Letztlich kam hier auch noch eine Einschränkung des Notwehrrechts durch eine schuldhafte Provokation des Angreifers durch den Täter in Betracht. Eine sog. Absichtsprovokation, bei der der Täter das Tatopfer mit der Intention provoziert, um ihn unter Berufung auf § 32 StGB verletzen zu können, stand allerdings nicht in Rede. Zu einer solchen Konstellation hat der BGH ausgeführt:
„Eine Absichtsprovokation begeht, wer zielstrebig einen Angriff herausfordert, um den Gegner unter dem Deckmantel einer äußerlich gegebenen Notwehrlage an seinen Rechtsgütern zu verletzen. In einem solchen Fall ist dem Täter Notwehr – jedenfalls grundsätzlich – versagt, weil er rechtsmissbräuchlich handelt, indem er einen Verteidigungswillen vortäuscht, in Wirklichkeit aber angreifen will (…). Erfolgt die Provokation (nur) vorsätzlich, wird dem Täter das Notwehrrecht nicht vollständig und nicht zeitlich unbegrenzt genommen; es werden an ihn jedoch umso höhere Anforderungen im Hinblick auf die Vermeidung gefährlicher Konstellationen gestellt, je schwerer die rechtswidrige und vorwerfbare Provokation der Notwehrlage wiegt. Wer unter erschwerenden Umständen die Notwehrlage provoziert hat, muss unter Umständen auf eine sichere erfolgversprechende Verteidigung verzichten und das Risiko hinnehmen, dass ein minder gefährliches Abwehrmittel keine gleichwertigen Erfolgschancen hat (…).
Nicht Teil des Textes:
Issue #342, opened 2025-11-20
TGB graph property prediction example


benjaminnNgo:

benjaminnNgo:
If you think it makes sense, let's re-open this issue and assign it to Beta-2. I can work on it quickly as I prepared the code for the submission.

PR #374, opened 2026-01-06
Added TGB to graphproppred

benjaminnNgo:
### Summary / Description

Made graphproppred examples work on TGB datasets.

**Related Issues:** #342

#### Type of Change

- [ ] Bug fix
- [ ] New feature
- [ ] Breaking Change
- [x] Refactoring
- [ ] Documentation update

#### Test Evidence

- [ ] Unit tests
- [ ] Integration tests
- [ ] Performance tests

- At the time of the submission, @shenyangHuang suggested that we should make the current graphproppred examples to work with TGB dataset. If we want to support both datasets, I think we should modify the existing script (as drafted in this PR) instead of making new example scripts to avoid additional scripts to maintain later.

### DIFF
--- a/test/integration/test_gcn.py
+++ b/test/integration/test_gcn.py
@@ -86,8 +86,6 @@ python "$ROOT_DIR/examples/graphproppred/gcn.py" \
     --dataset {dataset} \
     --device cuda \
     --epochs 5 \
-    --batch-time-gran={batch_time_gran}
-
-    """
+    --batch-time-gran={batch_time_gran}"""
     state = slurm_job_runner(cmd)
     assert state == 'COMPLETED'
--- a/test/integration/test_tgcn.py
+++ b/test/integration/test_tgcn.py
@@ -67,9 +67,7 @@ python "$ROOT_DIR/examples/graphproppred/tgcn.py" \
     --dataset {dataset} \
     --device cuda \
     --epochs 5 \
-    --batch-time-gran={batch_time_gran}
-
-    """
+    --batch-time-gran={batch_time_gran}"""
     state = slurm_job_runner(cmd)
     assert state == 'COMPLETED'
 


examples/graphproppred/persistant_forecast.py
```diff
@@ -49,6 +49,15 @@
     '--log-file-path', type=str, default=None, help='Optional path to write logs'
 )
 
+parser.add_argument(
+    '--use-tgb-dataset',
+    default=False,
+    action=argparse.BooleanOptionalAction,
+    help='if use-tgb-dataset, will use tgbl/tgbn dataset for experiments intsead of token data',
+)
```
Jacob-Chmura: I agree that we should support both here instead of having seperate scripts to maintain.

Though I think it would be fine to just have the single `--dataset` argument, that support _both_ "tgb-xxx", and custom paths. We can just have a helper like:

```python
def load_data(dataset_str: str) -> DGData:
    if pathlib.Path(dataset_str).exists():
        ... # load dataframe
    elif dataset_str.startswith("tgb"):
        ... # native tgb
    else:
        raise ValueError(...)
```

I'm okay with the slightly more complex usage that you implemented for now too.

examples/graphproppred/persistant_forecast.py
```diff
@@ -136,29 +145,35 @@ def eval(
...
+    _, val_data, test_data = full_data.split()
 
-val_dg, test_dg = DGraph(val_data), DGraph(test_data)
-val_loader = DGDataLoader(val_dg, batch_unit=args.batch_time_gran, on_empty='raise')
-test_loader = DGDataLoader(test_dg, batch_unit=args.batch_time_gran, on_empty='raise')
+    val_dg, test_dg = DGraph(val_data), DGraph(test_data)
+    val_loader = DGDataLoader(val_dg, batch_unit=args.batch_time_gran, on_empty='raise')
+    test_loader = DGDataLoader(
+        test_dg, batch_unit=args.batch_time_gran, on_empty='raise'
+    )
```
Jacob-Chmura: This should be moved out of this block so that we have valid loaders in case of custom datasets too?

examples/graphproppred/persistant_forecast.py
shenyangHuang: yeah I agree with this. actually beyond TGB, graph prop pred can run on any arbitrary TG dataset, so techically TGB-seq would work too. It just needs to find the correct IO.

@Jacob-Chmura  Do you think this `load_data` helper function should be a universal helper function for all examples? or at least some version that can load both TGB and TGB-seq for link pred?

examples/graphproppred/persistant_forecast.py
```diff
@@ -136,29 +145,35 @@ def eval(
...
-
-_, val_data, test_data = full_data.split(
-    TemporalRatioSplit(
-        train_ratio=args.train_ratio,
-        val_ratio=args.val_ratio,
-        test_ratio=args.test_ratio,
-    )
-)
+if args.use_tgb_dataset:
+    full_data = DGData.from_tgb(args.dataset).discretize(args.batch_time_gran)
```
shenyangHuang: again the discretize would apply to any custom CTDG the user loads too right? @benjaminnNgo

shenyangHuang: maybe for graph prop tasks in general, we want to specify in a tutorial or top of the file that the tasks is expected to run on snapchats / DTDGs, otherwise it is not well-defined.

shenyangHuang (changes requested):

examples/graphproppred/persistant_forecast.py
Jacob-Chmura: @shenyangHuang Generally I want the examples to be standalone scripts with all the code self contained (except for tgm-lib). This makes it easy for people to copy-paste the entire script without looking into our package. 

This means I rather duplicate code, or keep examples minimal (i.e. do not directly allow users to run across different data types). Of course, there is additional burden on our end to maintain examples, so we should only provide examples that we think are genuinely useful for showcasing our library usage.

examples/graphproppred/persistant_forecast.py
ntgbaoo: Good point. I added a brief note at the top of each example.

Jacob-Chmura (approved):

PR #378, opened 2026-01-09
DGData API Refactor

Jacob-Chmura:
This PR performs the relevant API changes on `DGData` as discussed in #377. **Note: DGraph and DGBatch APIs are left unchanged. Will open a seperate PR and stack diffs on there.**

Out of scope: Node / edge target integration

PR #379, opened 2026-01-09
DGraph API Refactor

Jacob-Chmura:
This PR stacks #378 and updates our `DGraph` (and by extension storage backend) APIs. 

### Main changes

**DGraph / DGStorage:**
- rename `static_node_feat` -> `static_node_x`, `edge_feat` -> `edge_x`, `dynamic_node_feat` -> `node_x`, etc in line with previous updates to `DGData`

**DGraph:**
- remove `nodes` property
- rename `num_edges` -> `num_edge_events` 
- add `num_node_events`
- deprecate `edges`? in favour or in addition to `edge_index` + `edge_time`
- add method to get `node_event_node_ids` and `node_event_time`

**DGStorage**
- add `get_node_events` API to storage backend (analogous to `get_edges`)

### Out of scope:
- `DGBatch` api changes
- Distinguishing features / targets in API


tgm/core/graph.py
```diff
@@ -209,33 +213,64 @@ def num_events(self) -> int:
...
-        return self._storage.get_nodes(self._slice)
-
     @_logged_cached_property
     def _edges_cpu(self) -> Tuple[Tensor, Tensor, Tensor]:
         return self._storage.get_edges(self._slice)
 
     @property
     def edges(self) -> Tuple[Tensor, Tensor, Tensor]:
         """The src, dst, time tensors over the dynamic graph."""
+        # TODO: Deprecate?
```
Jacob-Chmura: Deprecating this means updating a bunch of tests. Need to decide if it's better to keep or not.

Jacob-Chmura: I think it's okay to keep for now.

tgm/core/graph.py
```diff
@@ -209,33 +213,64 @@ def num_events(self) -> int:
...
+        return self._storage.get_node_events(self._slice)
+
+    @property
+    def node_events(self) -> Tuple[Tensor, Tensor]:
+        """The node ids and time tensors for node events over the dynamic graph."""
+        node_ids, node_time = self._node_events_cpu
+        return node_ids.to(self.device), node_time.to(self.device)
+
+    @property
+    def node_event_node_ids(self) -> Tensor:
```
Jacob-Chmura, line 249: I prefer this over `node_event_nids` even though it's more verbose.

tgm/core/graph.py
```diff
@@ -209,33 +213,64 @@ def num_events(self) -> int:
...
+        """The timestamps associated with the edge events over the dynamic graph."""
+        _, _, time = self._edges_cpu
+        return time.to(self.device)
+
+    @_logged_cached_property
+    def _node_events_cpu(self) -> Tuple[Tensor, Tensor]:
+        return self._storage.get_node_events(self._slice)
+
+    @property
+    def node_events(self) -> Tuple[Tensor, Tensor]:
```
Jacob-Chmura, line 243: I would say either we keep this (and `edges`) or remove both.

ntgbaoo: I may have missed something, but it's still not clear to me why returning `edge_idx` and the corresponding time independently instead of returning the tuple as `edges` does. 

But if we keep them both. We need to come up with very clear names. See my comments below.

tgm/core/graph.py
ntgbaoo: Yeah I like this as well. I like how your naming convention for nodes:
- `node_events` : return both node events and times
- `node_event_node_ids`: return node events only
- `node_event_time`: return time for node events only

I would prefer to keep the same convention for edge:
- `edge_events` : return both edge events and times
- `edge_event_edge_idx`: return edge events only
- `edge_event_time`: return time for edge events only

It is kinda verbose, but it is consistent with node and clearer about what to be returned

benjaminnNgo (commented):
I prefer keeping both ways of returning edge/node events for now.

test/unit/test_core/test_dgraph.py
```diff
@@ -6,26 +6,31 @@
 from tgm import DGBatch, DGraph
 from tgm.data import DGData
 
+# num_node_events
+# edge_index, edge_time
+# node_events
+# node_event_node_ids, node_time
```
ntgbaoo, line 12:
```suggestion
```

PR #391, opened 2026-01-21
Version bump

Jacob-Chmura:


pyproject.toml
```diff
@@ -1,6 +1,6 @@
 [project]
 name = "tgm-lib"
-version = "0.1.0b0"
+version = "0.1.0b1"
```
shenyangHuang, line 3: I am not sure about naming conventions but shouldn't we just do `0.2.0` ?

Auch wenn der Täter den Angriff auf sich lediglich leichtfertig provoziert hat, darf er von seinem grundsätzlich gegebenen Notwehrrecht nicht bedenkenlos Gebrauch machen und sofort ein lebensgefährliches Mittel einsetzen. Er muss vielmehr dem Angriff nach Möglichkeit ausweichen und darf zur Trutzwehr mit einer lebensgefährlichen Waffe erst Zuflucht nehmen, nachdem er alle Möglichkeiten der Schutzwehr ausgenutzt hat; nur wenn sich ihm diese Möglichkeit nicht bietet, ist er zu der erforderlichen Verteidigung befugt (…).“
Insgesamt handelt es sich um eine lesenswerte und mit reichlich Prüfungsstoff gefüllte Entscheidung (BGH, Urteil vom 30.03.2022 – 2 StR 263/21).